Provided material: Begin
PR #2918, opened 2023-04-25
ui: self curation diff view

karolina-siemieniuk-morawska:
* ref: cern-sis/issues-inspire#254

View with linked current reference :
Screenshot 2023-04-27 at 16 38 53

View with unlinked current reference (don't display the 'to' box):
Screenshot 2023-04-27 at 16 36 19


drjova:
@michamos could you please check if the UI is ok for you?

karolina-siemieniuk-morawska:
@michamos I added better labels and fixed the mix-up with prev and current referenced data. Updated the screenshots, can you have a look?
Provided material: End
### What needs to be done
Scan the records above for the string "with", then report every line that contains it.

### Your response
View with linked current reference :
View with unlinked current reference (don't display the 'to' box):
@michamos I added better labels and fixed the mix-up with prev and current referenced data. Updated the screenshots, can you have a look?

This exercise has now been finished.